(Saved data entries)
PR #271, opened 2023-05-15
Make `LabelsBuilder::new` return an error for invalid names

Luthaf:
It previously used an assert, resulting in this error message `internal error (this is likely a bug, please report it): invalid labels: the same name is used multiple times` when the user gave invalid names, but this is not an internal error.

Now if the user gives invalid name they will get `invalid parameter: labels names must be unique, got 'foo' multiple times`


equistore-core/src/blocks.rs
```diff
@@ -447,7 +447,7 @@ mod tests {
             let mut block = TensorBlock::new(values, samples, vec![], properties.clone()).unwrap();
             assert!(block.gradients().is_empty());
 
-            let mut gradient_samples = LabelsBuilder::new(vec!["sample", "foo"]);
+            let mut gradient_samples = LabelsBuilder::new(vec!["sample", "foo"]).expect("invalide names");
```
jwa7, line 450:
```suggestion
            let mut gradient_samples = LabelsBuilder::new(vec!["sample", "foo"]).expect("invalid names");
```

equistore-core/src/labels.rs
```diff
@@ -332,3 +342,17 @@ impl std::ops::Index<usize> for Labels {
...
+mod tests {
+    use super::*;
+
+    #[test]
+    fn valid_names() {
+        let e = LabelsBuilder::new(vec!["not an ident"]).err().unwrap();
+        assert_eq!(e.to_string(), "invalid parameter: all labels names must be valid identifiers, 'not an ident' is not");
+
+        let e = LabelsBuilder::new(vec!["not", "there", "not"]).err().unwrap();
+        assert_eq!(e.to_string(), "invalid parameter: labels names must be unique, got 'not' multiple times");
```
jwa7, line 356: Is this definitely tested correctly?

When I try:
```
Labels(names=["not", "there", "not"], values=np.array([[0, 1, 2],]))
```
with this build I get a different error:
`ValueError: field 'not' occurs more than once`

jwa7 (approved):
Looks good!

PR #279, opened 2023-06-06
Fix version specification for Python packages

Luthaf:
`~=` means "not this version"

----
:books: Documentation preview :books:: https://equistore--279.org.readthedocs.build/en/279/


Luthaf:
I realised this when trying to install from https://github.com/Luthaf/nightly-wheels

- What to do:
Look through the data above and return each line where the string "values" occurs.

- Exercise solution:
             let mut block = TensorBlock::new(values, samples, vec![], properties.clone()).unwrap();
Labels(names=["not", "there", "not"], values=np.array([[0, 1, 2],]))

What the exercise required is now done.